Start of Block
PR #2450, opened 2019-10-04
WIP: THREDDS download function

bailsofhay:
This function is the start of a general function that should be able to download data from THREDDS.
## Description
The user can download any THREDDS datasets as long as they have site information, dates, and the base URLS needed to grab the datasets. Base URLS need the dataset name, but not the dates or locations. There will likely be issues pulling data sets in the future since they are not all stored in similarly structured directory formats like AVHRR LAI (which this function is based on). Updates to the function will occur as we start playing with more datasets from THREDDS.

## Motivation and Context
We need an easy way to grab more datasets and THREDDS has many already, and is a great place to store future datasets that we can use. 

## Review Time Estimate

- [ ] Immediately
- [ ] Within one week
- [X] When possible
## Types of changes

## Checklist:


bailsofhay:
@ankurdesai: You are 100% correct on needing to make this as general as possible. This issue is part of why I haven't spent too much time making it general since the file directories in the catalog are all different from each other. Someone may have a good idea as a solution to this. 

Also, yes you're correct about the other files getting added to this PR..... I'm not sure how that happened since I this function is on a total different branch than my SDA changes.......... I'll have to look into this to see how I accidentally got those files in here.

PR #2459, opened 2019-10-22
SDA .nc file output update

kzarada:
## Description
For not removing the `nc` output files of model simulations in SDA, @para2x was renaming the outputs to their name + a timestamp. But there was a bug in the code that this PR is fixing.

## Review Time Estimate

- [ ] Immediately
- [ ] Within one week
- [ X] When possible
## Types of changes

## Checklist:


para2x:
This looks good to me and it's what we discussed. Did you also get to test it ?

kzarada:
@para2x yes, I ran it and it worked properly

modules/assim.sequential/R/sda.enkf_refactored.R
```diff
@@ -350,19 +350,24 @@ sda.enkf <- function(settings,
...
+      full.names = TRUE)
+   files <-  files[grep(pattern = "SDA*", files, invert = TRUE)]
+    
+    
+    purrr::walk(files,
       function(.x){
         file.rename(.x ,
                     file.path(dirname(.x),
-                              paste0(gsub(" ", "", as.character(names(obs.mean)[t])),
+                              paste0("SDA_",gsub(" ", "", as.character(names(obs.mean)[t])),
```
infotroph: Are all files in `files` guaranteed to live in different directories? If any of them share a `dirname`, they'll be given the same name and therefore overwrite each other. Or am I missing something?

Also, less importantly: `file.rename` accepts vectors, and `names()` is documented to return characters if it returns anything, so I *think* you can drop both `walk` and `as.character` and simplify this to

```
file.rename(
  files,
  file.path(
    dirname(files),
    paste0("SDA_", gsub(" ", "", names(obs.mean)[t]), ".nc"))
```

para2x: I haven't seen any of our models to produce more than one `nc` output file per dir, but that's a good point and we can slightly modify that to use the `basename` but then we need the `walk` again something like this:
`paste0("SDA_", basename(.x), "_", names(obs.mean)[t], ".nc")`
>

para2x: oh seems like the `basename` function is also vectorized and yeah seems like we don't the `walk` at all.

para2x: @kzarada could you please give a try to this replacing the whole `walk` see if it works as expected :
`
file.rename(
    files,
    file.path(
       dirname(files),
       paste0("SDA_", basename(files), "_", gsub(" ", "", names(obs.mean)[t]), ".nc")
     )
 )
`

kzarada: That code worked- the output files look like this 'SDA_2019.nc_2019-11-0500:00:00.nc'

kzarada: I pushed the update

kzarada:
@infotroph those were accidentally added (I forgot to create a new branch with this update since it was still WCr SDA related)- not relevant to this bug fix but they are part of the WCr SDA. I just added a shell file to run the forecast automatically, updated the workflow to work with the automation, and increased the ensemble size

mdietze:
@kzarada those accidentally added files all sound like things we want to pull in, so lets go ahead and keep them in this PR.

Issue #2187, opened 2018-11-06
error running sipnet


robkooper:
just tried to run a simple sipnet run, niwot, 2004, this runs all the way through, but does not show any results. Error in sipnet logfile.txt

```
>     model2netcdf.SIPNET('/home/kooper/output//PEcAn_99000000003/out/99000000001', 40.0329, -105.546, '2004/01/01', '2004/12/31', FALSE, '136')
2018-11-06 16:24:24 SEVERE [model2netcdf.SIPNET] : 
   Date range specified in model2netcdf.SIPNET() function call and total 
   number of years in SIPNET output are not equal 
Error in PEcAn.logger::logger.severe("Date range specified in model2netcdf.SIPNET() function call and \n                                total number of years in SIPNET output are not equal") : 
  Date range specified in model2netcdf.SIPNET() function call and 
                                total number of years in SIPNET output are not equal
Calls: model2netcdf.SIPNET -> <Anonymous>
Execution halted
```
This run can be seen at http://pecan-dev.ncsa.illinois.edu/pecan/08-finished.php?workflowid=99000000003

robkooper:
This is related to a commit #2095 
@serbinsh i was going to change it so it would check to see if years is inside simulation years (instead of other way around) and loop over years.

robkooper:
just did a run for niwot and sipnet that finished.

PR #2463, opened 2019-10-25
this fixes the extraction of only the year requested #2187

robkooper:
The code will now only extract the year that the user requested and not all the years that are in the metfile.

## Review Time Estimate

- [ ] Immediately
- [ ] Within one week
- [X] When possible

## Types of changes

## Checklist:


robkooper:
@serbinsh please make sure I don't reintroduce the bug you fixed #2095

models/sipnet/R/model2netcdf.SIPNET.R
```diff
@@ -74,15 +74,11 @@ model2netcdf.SIPNET <- function(outdir, sitelat, sitelon, start_date, end_date,
...
+  # get all years that we want data from
   year_seq <- seq(lubridate::year(start_date), lubridate::year(end_date))
-  if (length(year_seq) != num_years) {
-    PEcAn.logger::logger.severe("Date range specified in model2netcdf.SIPNET() function call and 
-                                total number of years in SIPNET output are not equal")
-  }
 
   # check that specified years and output years match
-  if (!all(simulation_years %in% year_seq)) {
+  if (!all(year_seq %in% simulation_years)) {
```
infotroph: :bug: :hammer: :100:

serbinsh: This wasnt a bug it was a check based on some older issues with met process resulting in incorrect SIPNET years being run.

serbinsh: before this check (which was done awhile ago) SIPENT runs could complete even if the wrong years or dates were simulated and this was meant to throw an consistency error.  But that was based on the older met process code where we had a lot of errors from incorrect BETY entries, etc.  But given we have been cleaning these up, I think this change should maintain a similar behavior.

robkooper:
@serbinsh not sure if this will 100% work, but not sure the previous code was working in that case as well.

If I have met data from 2001-01-01 - 2015-07-31 and I request a run from 2015-04-01 - 2015-09-31 it would claim success, since the year 2015 is part of the actual run. It only checks for the years. I think if we want to do a full check it will need to check the output of the model generated.

I think a better place to catch this (not sure this is done) is to see if the met data covers the actual run data, this should be done I think in the met conversion (if it is not already done).

PR #2465, opened 2019-10-29
R check

robkooper:
From @mdietze :

All #rstats folks, pls run R with:

_R_CHECK_LENGTH_1_CONDITION_=verbose
_R_CHECK_LENGTH_1_LOGIC2_=verbose

set. I keep finding bugs in CRAN & ⁦‪@Bioconductor‬⁩ pkgs this way and some of them are serious => wrong scientific results. Report to maintainer when you spot these

This pull request enables these 2 options in verbose mode.

## Motivation and Context

These options will become the default, so we should fix any issues right now.

## Review Time Estimate

- [ ] Immediately
- [ ] Within one week
- [X] When possible

## Types of changes

## Checklist:


.travis.yml
```diff
@@ -18,6 +18,8 @@ env:
     - MAKEFLAGS="-j2"
     - PGHOST=localhost
     - RGL_USE_NULL=TRUE # Keeps RGL from complaining it can't find X11
+    - _R_CHECK_LENGTH_1_CONDITION_=verbose
+    -_R_CHECK_LENGTH_1_LOGIC2_=verbose
```
infotroph: I'm fuzzy on how verbose mode works -- Do we also need to do something to explicitly turn it on during the build?

robkooper: ‘verbose’ prints very detailed diagnostic message
setting it to TRUE will give an error, default is warning.

So I think we are good, we might want to set it explicitly to true, to make sure, but I would like to get a vote on that.

See https://cran.r-project.org/doc/manuals/r-devel/R-ints.html

ashiklom: My vote would be to set this to `true`. This can introduce some really insidious bugs, and I've seen it in a lot of places in PEcAn code (especially relative newcomers to R).

robkooper: setting them to true, to see if anything fails.

infotroph: Aah OK, I was interpreting it as something like "behavior depends on the setting of options( "verbose"), but I see I was wrong. Yeah, I'll vote `true` as well.

robkooper:
So either I did this wrong, or there are no problems.

PR #2466, opened 2019-10-30
Remove num as a constant to convert in `write.configs.xml.ED`

bcow:
Small but important fix for `write.configs.xml.ED`:

I have been having been experiencing a bug where if I am doing an ED run **through the web interface (and thus purposefully am not manually setting `<ed2_pft_number> in the pecan.xml`)** my PFT is not correctly mapped to it's ED PFT even though it is correctly saved in the `pftmapping.csv`. I finally figured out why. 

### Short summary
The `num` value that is written in the `config.xml` is properly changed to the right PFT number and then changed back to the wrong number. 

### Long version:

Reading through `write.configs.xml.ED`
- The ED PFT number has been identified given the PFT specified in the pecan.xml. 
- By line 525, the list `vals` is defined depending on that PFT. 
- One of the key variables in the list is `num` which is used later on by `write.configs.ed`. 
- `num` is also defined in the pecan.xml under `pfts$constants$num`, but when `settings` are read in, this number does not appear to be already mapped to the correct ED PFT. I don't know where or why it is filled in, perhaps it would be better to leave it blank. 
- Because `num` is already defined, it is read in at the line `converted.defaults <- convert.samples.ED(defaults[[pft]]$constants)` but there is no code to "convert" `num` and so the incorrect `num` value is returned as `converted.defaults` and subsequently overwrites the correct `num` value at the step
        if (!is.null(converted.defaults)){
          vals <- modifyList(vals, converted.defaults)
        }
- `vals` is passed on to `write.configs.ed` with properly converted trait values and constants, but the incorrect PFT `num`.

### I propose

Simply removing `num` from the list of constants before passing them to be converted.

## Review Time Estimate
- [x ] Immediately

## Types of changes
- [x ] Bug fix (non-breaking change which fixes an issue)

### DIFF
--- a/models/ed/R/write.configs.ed.R
+++ b/models/ed/R/write.configs.ed.R
@@ -531,7 +531,9 @@ write.config.xml.ED2 <- function(settings, trait.values, defaults = settings$con
         vals <- modifyList(vals, converted.trait.values)
 
         ## Convert settings constants to ED units
-        converted.defaults <- convert.samples.ED(defaults[[pft]]$constants)
+        constants.to.convert <- defaults[[pft]]$constants
+        constants.to.convert$num <- NULL
+        converted.defaults <- convert.samples.ED(constants.to.convert)
 
         ## Selectively replace defaults and trait values with constants from settings
         if (!is.null(converted.defaults)){


infotroph:
I'm rusty on the conventions here and could have this exactly backwards, but my impression is that is general we *want* settings from the pecan.xml to override ones calculated elsewhere, right? For example, I've sometimes used `settings$pfts$pft$constants$file` to temporarily pass BioCro a nonstandard set of defaults for a given genus, so by analogy I'd expect to be able to override settings$pft$constants$num if I  really wanted to and I'd prefer to fix the input file rather than override it.

Looks like the bogus pft$constants$num comes from the web run code [treating it as an index within *this run's* PFT list](https://github.com/PecanProject/pecan/blob/develop/web/04-runpecan.php#L299:L308). Would it be safe to skip writing those, or are there other models that interpret this differently and need the sequence ID?

infotroph:
Although! Arguing the other side now: I think as a general rule it's good to avoid storing highly model-specific parameters inside generic-named settings that could easily conflict between models, so maybe "ignore `pft$constants$num` and tell users to set `ed2_pft_number` if that's what they mean" would be good design anyway. How much existing code relies on reading ed2_pft_number from constants$num?

mdietze:
I'm going to side with @infotroph 1 on this over @infotroph 2. The pecan.xml needs to have the last say over any built-in defaults. Also, AFAIK, there are no "standard" or "generic" `pft$constants`, all of them are model specific. Since they're not generic, (1) they should also not require conversion and (2) I don't think the web interface should be providing a default value. From the web interface, I think the user should only be setting pft$constants$num via Advanced Edit

models/ed/R/write.configs.ed.R
```diff
@@ -531,7 +531,9 @@ write.config.xml.ED2 <- function(settings, trait.values, defaults = settings$con
         vals <- modifyList(vals, converted.trait.values)
 
         ## Convert settings constants to ED units
-        converted.defaults <- convert.samples.ED(defaults[[pft]]$constants)
+        constants.to.convert <- defaults[[pft]]$constants
+        constants.to.convert$num <- NULL
```
robkooper: what happens if the user specifies in pecan.xml a specific ED num to use? Would it be better if we don't write the num in the webinterface?

infotroph:
<a href="https://imgflip.com/i/3evnrm"></a>

mdietze:
This issue should have been resolved in #2469. Please re-open if that isn't the case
End of Block
## What you have to do
Please count how many lines of the material above include the string "future", then give that number alone.

## Task answer
2